PROVIDED DATA —

▼▼▼

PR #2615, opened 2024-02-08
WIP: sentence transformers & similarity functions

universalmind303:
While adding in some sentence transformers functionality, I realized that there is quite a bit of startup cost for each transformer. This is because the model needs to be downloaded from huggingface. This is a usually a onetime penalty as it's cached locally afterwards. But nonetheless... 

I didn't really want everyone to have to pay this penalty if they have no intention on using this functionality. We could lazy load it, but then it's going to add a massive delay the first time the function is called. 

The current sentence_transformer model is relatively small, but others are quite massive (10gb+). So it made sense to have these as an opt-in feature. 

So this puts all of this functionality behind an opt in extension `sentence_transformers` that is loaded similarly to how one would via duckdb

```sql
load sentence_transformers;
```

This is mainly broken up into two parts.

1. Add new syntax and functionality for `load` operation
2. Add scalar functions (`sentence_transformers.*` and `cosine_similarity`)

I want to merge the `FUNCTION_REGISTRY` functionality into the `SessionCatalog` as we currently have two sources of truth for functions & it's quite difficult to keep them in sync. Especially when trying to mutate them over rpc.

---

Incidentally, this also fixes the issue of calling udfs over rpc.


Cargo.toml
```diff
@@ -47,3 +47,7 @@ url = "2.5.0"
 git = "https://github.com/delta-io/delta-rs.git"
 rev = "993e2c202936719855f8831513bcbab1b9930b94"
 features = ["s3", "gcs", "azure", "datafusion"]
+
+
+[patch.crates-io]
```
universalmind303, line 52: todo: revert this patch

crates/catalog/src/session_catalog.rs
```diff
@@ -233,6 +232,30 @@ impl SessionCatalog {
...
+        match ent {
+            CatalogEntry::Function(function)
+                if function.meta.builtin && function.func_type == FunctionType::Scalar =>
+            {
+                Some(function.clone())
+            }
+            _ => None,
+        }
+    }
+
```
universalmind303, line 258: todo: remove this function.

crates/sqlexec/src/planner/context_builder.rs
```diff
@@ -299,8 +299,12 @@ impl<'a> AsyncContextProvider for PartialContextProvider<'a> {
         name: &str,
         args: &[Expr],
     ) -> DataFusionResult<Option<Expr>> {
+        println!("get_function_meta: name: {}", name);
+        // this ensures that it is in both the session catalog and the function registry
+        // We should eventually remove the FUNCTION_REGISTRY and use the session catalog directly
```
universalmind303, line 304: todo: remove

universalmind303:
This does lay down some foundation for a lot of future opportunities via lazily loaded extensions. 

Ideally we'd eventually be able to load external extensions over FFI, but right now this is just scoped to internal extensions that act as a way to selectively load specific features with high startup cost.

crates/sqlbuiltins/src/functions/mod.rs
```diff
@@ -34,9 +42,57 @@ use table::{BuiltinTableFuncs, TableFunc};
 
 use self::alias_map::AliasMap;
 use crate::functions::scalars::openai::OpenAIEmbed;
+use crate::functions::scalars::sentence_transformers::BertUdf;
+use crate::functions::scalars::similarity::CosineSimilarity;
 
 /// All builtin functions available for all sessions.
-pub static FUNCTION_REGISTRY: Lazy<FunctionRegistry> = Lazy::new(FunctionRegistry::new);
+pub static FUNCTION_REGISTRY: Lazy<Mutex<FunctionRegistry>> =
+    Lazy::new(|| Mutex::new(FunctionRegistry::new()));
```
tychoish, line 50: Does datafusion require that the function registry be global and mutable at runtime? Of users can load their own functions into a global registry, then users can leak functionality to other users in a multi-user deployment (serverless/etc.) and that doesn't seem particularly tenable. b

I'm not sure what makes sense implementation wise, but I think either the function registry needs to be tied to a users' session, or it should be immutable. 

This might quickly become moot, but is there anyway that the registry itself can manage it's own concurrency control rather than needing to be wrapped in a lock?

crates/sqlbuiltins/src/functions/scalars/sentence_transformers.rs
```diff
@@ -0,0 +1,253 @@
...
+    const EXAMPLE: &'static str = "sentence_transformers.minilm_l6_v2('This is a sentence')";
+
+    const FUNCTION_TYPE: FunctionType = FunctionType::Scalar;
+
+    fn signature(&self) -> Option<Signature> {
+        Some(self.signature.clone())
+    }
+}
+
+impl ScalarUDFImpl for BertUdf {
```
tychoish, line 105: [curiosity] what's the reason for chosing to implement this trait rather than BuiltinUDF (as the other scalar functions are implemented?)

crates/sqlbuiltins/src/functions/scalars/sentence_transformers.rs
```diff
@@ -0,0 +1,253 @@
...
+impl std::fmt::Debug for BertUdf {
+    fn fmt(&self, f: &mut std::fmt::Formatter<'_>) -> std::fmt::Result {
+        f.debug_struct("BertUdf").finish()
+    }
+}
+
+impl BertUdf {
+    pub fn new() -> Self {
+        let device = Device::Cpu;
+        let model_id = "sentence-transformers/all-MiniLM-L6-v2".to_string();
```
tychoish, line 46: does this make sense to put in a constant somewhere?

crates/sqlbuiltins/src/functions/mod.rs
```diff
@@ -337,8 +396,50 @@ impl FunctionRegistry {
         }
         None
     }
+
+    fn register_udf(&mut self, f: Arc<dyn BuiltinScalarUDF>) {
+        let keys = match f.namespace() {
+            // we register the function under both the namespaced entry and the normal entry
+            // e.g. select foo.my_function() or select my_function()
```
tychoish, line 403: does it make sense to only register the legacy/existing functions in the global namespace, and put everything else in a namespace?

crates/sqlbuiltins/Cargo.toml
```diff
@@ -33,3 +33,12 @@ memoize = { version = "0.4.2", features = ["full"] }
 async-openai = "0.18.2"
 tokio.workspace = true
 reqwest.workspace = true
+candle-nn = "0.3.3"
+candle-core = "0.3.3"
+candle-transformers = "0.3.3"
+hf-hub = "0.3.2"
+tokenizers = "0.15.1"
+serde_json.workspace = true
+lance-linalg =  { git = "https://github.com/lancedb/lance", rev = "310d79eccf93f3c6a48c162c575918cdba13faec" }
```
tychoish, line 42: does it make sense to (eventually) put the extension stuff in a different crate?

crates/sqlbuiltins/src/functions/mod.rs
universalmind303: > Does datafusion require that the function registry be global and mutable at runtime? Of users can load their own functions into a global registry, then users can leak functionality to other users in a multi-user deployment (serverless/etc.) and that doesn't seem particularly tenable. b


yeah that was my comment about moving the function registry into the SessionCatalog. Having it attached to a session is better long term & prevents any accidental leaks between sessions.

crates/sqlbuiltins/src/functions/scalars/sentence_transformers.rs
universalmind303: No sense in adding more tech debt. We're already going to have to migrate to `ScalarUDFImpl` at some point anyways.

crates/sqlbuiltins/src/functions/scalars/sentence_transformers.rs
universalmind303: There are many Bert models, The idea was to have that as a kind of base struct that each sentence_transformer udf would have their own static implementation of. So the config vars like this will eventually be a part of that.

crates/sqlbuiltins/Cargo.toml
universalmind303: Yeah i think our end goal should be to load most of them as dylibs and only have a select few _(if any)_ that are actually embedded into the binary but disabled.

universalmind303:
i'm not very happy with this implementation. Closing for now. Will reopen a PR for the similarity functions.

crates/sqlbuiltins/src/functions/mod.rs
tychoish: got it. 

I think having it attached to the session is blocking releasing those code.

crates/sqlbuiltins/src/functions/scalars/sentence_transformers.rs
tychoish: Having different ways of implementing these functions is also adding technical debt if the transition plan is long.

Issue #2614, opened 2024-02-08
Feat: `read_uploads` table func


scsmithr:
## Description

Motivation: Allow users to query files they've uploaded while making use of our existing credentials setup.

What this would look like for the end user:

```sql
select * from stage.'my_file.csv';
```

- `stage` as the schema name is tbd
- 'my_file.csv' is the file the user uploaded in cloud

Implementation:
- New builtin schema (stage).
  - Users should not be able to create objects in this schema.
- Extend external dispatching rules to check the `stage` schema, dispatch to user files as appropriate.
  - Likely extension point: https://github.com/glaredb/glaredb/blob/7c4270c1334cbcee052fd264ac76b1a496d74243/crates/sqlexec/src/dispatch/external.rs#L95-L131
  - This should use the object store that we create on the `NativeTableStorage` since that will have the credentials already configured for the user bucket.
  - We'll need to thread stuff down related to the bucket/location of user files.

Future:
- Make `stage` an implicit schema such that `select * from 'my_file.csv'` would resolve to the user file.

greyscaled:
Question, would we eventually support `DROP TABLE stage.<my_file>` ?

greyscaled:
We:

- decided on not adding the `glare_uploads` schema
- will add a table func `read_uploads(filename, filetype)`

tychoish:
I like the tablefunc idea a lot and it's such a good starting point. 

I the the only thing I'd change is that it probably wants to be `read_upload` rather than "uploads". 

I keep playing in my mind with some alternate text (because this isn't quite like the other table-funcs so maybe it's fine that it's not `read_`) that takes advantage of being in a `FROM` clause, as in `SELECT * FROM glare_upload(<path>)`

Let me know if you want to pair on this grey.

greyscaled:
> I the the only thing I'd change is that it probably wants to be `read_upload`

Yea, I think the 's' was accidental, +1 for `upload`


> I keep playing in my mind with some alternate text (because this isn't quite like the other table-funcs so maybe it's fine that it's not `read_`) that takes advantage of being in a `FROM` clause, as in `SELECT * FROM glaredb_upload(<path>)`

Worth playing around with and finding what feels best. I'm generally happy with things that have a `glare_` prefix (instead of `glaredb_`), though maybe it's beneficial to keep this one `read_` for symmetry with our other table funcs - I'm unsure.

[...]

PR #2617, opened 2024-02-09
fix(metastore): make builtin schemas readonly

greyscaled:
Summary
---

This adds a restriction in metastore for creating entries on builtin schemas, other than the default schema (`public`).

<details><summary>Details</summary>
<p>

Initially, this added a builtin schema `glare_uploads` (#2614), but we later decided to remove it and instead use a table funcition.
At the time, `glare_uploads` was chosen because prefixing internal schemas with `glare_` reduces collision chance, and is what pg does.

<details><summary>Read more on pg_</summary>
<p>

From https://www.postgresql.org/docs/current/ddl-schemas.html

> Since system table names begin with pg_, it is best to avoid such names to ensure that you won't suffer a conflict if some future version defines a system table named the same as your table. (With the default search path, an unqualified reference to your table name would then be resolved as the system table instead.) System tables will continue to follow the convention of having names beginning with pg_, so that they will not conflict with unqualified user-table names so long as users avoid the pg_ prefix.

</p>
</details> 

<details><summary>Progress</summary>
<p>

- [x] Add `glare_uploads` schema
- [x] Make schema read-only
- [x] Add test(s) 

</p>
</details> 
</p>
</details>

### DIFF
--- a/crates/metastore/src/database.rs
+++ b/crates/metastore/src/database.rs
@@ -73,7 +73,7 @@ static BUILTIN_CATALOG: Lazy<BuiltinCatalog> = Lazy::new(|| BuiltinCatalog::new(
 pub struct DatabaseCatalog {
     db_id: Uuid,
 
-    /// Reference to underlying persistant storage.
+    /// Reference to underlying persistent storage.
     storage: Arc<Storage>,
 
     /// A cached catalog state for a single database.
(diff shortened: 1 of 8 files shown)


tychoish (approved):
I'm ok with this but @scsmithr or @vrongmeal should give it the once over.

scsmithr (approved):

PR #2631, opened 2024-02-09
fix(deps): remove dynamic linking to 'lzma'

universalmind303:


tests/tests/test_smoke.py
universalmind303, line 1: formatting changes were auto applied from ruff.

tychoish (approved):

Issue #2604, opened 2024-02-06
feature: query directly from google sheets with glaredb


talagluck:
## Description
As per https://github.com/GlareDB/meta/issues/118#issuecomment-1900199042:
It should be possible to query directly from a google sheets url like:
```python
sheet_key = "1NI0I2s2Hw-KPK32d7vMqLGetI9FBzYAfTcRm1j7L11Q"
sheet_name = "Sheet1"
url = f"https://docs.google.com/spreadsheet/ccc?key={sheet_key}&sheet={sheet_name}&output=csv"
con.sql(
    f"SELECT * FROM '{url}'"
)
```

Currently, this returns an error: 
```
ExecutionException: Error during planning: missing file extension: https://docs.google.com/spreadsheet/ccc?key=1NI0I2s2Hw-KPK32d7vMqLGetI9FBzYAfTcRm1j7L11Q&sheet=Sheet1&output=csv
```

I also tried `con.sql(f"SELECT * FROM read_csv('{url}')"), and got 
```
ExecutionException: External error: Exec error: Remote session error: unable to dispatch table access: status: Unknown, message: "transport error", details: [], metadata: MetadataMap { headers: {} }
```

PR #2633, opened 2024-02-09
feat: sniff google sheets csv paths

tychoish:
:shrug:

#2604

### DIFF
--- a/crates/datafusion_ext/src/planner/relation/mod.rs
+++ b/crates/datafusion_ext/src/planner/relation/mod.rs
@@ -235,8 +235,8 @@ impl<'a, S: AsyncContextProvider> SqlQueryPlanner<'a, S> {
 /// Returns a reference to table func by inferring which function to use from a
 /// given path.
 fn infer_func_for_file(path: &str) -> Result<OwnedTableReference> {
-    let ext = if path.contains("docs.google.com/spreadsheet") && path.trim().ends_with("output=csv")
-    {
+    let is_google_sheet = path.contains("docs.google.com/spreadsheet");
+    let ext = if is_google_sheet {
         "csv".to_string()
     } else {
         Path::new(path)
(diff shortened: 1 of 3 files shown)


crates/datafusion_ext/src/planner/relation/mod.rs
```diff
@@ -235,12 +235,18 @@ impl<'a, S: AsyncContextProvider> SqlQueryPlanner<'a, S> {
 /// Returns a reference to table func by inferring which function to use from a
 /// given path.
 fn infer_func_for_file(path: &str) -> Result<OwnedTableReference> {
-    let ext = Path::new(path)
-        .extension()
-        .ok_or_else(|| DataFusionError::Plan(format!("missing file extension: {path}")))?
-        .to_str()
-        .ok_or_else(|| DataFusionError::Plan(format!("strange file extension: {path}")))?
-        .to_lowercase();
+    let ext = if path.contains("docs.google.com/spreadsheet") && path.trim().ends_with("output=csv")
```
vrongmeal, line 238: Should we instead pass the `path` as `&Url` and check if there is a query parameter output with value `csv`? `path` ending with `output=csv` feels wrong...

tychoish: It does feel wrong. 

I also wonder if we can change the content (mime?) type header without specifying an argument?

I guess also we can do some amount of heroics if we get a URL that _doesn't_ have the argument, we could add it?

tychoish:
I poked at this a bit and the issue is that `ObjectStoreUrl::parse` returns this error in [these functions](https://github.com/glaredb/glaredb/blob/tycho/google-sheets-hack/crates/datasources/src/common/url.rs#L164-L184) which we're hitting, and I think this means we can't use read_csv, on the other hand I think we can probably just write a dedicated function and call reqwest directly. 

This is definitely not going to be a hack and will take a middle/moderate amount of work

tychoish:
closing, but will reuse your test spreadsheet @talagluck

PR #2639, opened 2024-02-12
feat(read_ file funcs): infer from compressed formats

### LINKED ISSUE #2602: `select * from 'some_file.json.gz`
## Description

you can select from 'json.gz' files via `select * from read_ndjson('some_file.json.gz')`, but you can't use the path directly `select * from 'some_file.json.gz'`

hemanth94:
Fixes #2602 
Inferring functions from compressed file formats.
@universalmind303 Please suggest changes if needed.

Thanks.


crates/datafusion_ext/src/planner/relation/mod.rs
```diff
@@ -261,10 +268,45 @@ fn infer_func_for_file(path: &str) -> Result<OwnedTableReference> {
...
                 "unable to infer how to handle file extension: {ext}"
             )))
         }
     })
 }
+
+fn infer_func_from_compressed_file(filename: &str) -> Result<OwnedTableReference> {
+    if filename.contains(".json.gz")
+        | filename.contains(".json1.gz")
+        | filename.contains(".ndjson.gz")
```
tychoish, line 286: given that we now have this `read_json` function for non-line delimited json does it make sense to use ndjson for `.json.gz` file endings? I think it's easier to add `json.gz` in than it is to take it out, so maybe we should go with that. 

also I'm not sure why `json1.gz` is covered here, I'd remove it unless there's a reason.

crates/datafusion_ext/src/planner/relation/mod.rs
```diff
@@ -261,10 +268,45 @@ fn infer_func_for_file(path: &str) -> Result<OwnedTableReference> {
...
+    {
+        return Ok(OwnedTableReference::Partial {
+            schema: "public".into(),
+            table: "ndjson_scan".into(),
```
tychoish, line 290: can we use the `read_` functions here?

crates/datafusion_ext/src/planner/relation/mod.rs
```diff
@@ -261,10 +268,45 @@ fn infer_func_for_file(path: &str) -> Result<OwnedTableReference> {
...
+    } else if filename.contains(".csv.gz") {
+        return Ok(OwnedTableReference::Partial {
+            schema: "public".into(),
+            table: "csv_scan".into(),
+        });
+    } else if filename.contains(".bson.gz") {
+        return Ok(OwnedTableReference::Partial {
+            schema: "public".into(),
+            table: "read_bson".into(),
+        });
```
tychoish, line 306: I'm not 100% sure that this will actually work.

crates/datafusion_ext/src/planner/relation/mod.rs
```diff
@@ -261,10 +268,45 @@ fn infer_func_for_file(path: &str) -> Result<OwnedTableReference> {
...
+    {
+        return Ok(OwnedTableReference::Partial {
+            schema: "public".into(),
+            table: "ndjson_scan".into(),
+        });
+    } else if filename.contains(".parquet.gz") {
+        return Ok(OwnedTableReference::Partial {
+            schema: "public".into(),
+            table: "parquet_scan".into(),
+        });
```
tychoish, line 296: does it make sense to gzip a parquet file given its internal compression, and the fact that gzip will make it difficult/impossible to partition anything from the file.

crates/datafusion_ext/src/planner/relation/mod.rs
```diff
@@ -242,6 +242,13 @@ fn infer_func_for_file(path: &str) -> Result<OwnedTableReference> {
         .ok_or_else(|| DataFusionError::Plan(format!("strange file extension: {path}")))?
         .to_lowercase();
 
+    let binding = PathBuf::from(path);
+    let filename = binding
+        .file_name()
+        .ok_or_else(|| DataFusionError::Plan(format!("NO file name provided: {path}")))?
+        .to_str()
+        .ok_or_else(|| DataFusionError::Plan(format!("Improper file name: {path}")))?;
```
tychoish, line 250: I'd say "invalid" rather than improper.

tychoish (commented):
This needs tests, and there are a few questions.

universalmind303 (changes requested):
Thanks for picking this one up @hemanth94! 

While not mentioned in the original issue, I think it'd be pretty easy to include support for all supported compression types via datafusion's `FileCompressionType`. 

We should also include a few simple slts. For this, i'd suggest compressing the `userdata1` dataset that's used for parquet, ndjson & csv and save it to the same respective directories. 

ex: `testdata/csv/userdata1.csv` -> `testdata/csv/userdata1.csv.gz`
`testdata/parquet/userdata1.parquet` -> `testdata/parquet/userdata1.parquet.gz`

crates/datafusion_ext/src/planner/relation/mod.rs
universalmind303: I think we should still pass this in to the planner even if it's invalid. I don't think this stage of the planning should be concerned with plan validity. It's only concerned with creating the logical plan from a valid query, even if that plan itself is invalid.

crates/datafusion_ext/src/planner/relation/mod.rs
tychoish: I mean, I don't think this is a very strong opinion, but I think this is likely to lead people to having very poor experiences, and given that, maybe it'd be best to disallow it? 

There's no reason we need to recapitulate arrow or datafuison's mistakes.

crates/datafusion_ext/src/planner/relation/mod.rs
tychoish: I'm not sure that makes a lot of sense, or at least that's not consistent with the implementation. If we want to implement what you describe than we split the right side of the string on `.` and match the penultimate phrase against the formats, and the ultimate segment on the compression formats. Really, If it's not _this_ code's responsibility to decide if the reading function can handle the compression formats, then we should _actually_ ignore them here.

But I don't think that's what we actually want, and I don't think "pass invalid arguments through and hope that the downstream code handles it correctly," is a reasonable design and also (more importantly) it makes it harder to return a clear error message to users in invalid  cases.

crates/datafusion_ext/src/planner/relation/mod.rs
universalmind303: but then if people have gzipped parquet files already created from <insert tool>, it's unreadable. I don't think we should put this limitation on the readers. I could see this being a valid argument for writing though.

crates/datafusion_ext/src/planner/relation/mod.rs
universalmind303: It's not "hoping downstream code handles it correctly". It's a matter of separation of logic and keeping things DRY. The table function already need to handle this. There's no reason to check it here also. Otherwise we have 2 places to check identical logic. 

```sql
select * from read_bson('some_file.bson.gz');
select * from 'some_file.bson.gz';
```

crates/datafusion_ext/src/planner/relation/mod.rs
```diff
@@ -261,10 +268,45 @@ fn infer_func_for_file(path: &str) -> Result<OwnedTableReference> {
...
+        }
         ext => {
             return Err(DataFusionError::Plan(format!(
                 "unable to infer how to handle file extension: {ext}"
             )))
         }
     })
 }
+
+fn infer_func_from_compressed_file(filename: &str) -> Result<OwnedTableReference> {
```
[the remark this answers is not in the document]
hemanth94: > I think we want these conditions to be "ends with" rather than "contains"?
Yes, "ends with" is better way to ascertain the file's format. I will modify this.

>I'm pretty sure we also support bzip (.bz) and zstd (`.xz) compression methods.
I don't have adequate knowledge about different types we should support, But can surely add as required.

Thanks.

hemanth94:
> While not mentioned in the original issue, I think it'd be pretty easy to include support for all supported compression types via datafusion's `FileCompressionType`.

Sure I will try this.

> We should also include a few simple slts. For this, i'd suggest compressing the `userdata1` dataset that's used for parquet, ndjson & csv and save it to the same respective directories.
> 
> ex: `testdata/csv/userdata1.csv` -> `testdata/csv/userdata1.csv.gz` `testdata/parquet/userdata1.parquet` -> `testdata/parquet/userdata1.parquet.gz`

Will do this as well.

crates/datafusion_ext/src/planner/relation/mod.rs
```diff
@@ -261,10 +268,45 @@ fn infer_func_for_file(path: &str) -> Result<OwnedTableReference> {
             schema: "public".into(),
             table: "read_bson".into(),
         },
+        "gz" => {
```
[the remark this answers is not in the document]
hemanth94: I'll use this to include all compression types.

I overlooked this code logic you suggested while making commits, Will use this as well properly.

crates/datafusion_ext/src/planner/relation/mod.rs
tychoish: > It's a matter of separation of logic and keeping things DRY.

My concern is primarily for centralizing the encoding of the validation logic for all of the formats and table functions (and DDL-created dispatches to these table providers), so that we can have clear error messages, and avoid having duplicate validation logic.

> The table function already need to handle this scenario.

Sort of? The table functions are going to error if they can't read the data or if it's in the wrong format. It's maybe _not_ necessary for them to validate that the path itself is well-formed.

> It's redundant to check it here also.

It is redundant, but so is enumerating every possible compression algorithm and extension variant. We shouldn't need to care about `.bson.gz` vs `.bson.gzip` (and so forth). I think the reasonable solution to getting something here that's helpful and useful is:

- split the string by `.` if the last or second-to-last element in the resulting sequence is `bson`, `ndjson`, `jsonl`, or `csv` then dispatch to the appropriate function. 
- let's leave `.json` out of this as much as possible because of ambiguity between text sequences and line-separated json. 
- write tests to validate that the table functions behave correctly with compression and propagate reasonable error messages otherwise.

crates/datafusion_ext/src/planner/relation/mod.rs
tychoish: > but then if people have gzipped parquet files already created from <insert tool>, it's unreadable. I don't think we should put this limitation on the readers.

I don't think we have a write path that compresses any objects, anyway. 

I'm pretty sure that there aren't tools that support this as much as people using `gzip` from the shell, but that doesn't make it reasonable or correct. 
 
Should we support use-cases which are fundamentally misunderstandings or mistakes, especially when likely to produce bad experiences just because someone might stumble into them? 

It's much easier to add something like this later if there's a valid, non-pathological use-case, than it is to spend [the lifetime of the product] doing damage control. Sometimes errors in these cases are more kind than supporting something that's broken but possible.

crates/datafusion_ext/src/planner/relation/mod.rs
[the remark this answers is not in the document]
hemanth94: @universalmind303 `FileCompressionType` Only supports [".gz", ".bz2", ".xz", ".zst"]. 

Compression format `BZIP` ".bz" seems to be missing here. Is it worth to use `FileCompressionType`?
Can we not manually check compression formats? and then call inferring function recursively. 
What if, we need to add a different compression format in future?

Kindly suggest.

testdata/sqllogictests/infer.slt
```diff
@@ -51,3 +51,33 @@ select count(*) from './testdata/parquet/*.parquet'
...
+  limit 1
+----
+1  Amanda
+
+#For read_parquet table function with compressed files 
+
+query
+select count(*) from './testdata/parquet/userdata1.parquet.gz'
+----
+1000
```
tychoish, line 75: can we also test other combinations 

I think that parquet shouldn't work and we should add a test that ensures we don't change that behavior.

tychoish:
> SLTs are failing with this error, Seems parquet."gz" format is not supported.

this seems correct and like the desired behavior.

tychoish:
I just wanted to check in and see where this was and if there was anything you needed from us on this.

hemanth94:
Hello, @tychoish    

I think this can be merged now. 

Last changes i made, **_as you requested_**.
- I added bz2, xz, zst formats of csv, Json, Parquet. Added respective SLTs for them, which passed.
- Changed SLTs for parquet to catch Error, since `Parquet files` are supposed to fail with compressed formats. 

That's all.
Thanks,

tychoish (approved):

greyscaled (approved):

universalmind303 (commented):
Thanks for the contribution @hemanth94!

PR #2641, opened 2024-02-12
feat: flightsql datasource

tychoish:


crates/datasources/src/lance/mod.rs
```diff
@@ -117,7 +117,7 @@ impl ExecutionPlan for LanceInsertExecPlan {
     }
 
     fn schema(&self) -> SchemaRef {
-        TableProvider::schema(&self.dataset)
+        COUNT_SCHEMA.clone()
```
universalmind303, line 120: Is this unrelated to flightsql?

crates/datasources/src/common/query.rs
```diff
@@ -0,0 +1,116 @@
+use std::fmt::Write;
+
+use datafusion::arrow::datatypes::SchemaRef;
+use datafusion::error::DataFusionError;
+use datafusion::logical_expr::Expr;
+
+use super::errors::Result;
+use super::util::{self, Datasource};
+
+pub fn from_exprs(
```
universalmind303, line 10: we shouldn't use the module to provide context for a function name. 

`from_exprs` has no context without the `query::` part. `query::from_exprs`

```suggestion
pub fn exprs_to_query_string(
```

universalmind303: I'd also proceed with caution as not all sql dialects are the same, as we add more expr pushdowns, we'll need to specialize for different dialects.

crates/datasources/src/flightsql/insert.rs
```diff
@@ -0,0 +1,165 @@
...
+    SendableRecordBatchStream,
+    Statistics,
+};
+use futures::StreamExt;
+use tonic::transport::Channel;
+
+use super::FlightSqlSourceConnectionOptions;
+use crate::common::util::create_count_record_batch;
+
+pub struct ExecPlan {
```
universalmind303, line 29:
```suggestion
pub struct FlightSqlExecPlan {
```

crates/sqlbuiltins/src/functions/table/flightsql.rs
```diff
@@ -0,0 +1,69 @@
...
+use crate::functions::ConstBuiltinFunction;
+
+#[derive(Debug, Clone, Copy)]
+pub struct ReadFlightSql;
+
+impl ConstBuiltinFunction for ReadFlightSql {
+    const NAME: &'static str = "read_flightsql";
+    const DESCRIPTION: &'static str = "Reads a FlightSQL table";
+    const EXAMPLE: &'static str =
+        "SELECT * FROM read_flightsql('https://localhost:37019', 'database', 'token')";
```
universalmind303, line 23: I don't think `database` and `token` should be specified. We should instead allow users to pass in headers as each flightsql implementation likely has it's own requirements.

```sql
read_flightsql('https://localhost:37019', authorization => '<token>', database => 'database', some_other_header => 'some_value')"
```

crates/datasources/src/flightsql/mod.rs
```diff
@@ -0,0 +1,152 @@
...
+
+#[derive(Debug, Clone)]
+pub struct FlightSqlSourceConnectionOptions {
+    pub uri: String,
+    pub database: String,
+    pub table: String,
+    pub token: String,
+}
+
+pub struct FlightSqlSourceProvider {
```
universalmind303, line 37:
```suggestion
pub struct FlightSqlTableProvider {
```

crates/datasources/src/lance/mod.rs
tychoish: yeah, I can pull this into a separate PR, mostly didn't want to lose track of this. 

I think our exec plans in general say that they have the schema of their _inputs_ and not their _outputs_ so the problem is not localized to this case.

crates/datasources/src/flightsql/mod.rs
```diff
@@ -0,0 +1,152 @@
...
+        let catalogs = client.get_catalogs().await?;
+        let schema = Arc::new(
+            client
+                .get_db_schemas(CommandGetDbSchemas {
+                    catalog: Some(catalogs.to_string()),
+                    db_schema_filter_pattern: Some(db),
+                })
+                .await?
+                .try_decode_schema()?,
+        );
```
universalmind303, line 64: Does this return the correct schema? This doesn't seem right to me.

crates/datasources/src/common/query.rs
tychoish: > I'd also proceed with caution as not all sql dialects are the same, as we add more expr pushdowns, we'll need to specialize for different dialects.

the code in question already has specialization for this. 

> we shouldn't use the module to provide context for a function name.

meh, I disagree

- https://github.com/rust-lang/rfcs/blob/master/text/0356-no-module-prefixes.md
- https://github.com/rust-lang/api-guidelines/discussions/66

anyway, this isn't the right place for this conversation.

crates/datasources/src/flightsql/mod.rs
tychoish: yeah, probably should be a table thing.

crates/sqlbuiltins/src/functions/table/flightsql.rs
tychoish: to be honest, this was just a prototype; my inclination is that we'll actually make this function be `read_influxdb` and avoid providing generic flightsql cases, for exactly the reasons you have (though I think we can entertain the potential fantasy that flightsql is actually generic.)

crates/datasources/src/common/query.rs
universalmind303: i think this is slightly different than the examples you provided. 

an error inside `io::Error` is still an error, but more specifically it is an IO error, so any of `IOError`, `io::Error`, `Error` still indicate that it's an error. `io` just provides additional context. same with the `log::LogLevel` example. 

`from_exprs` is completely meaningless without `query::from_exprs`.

▲▲▲

State the count of lines in the material above that include "cached", with no other words.

2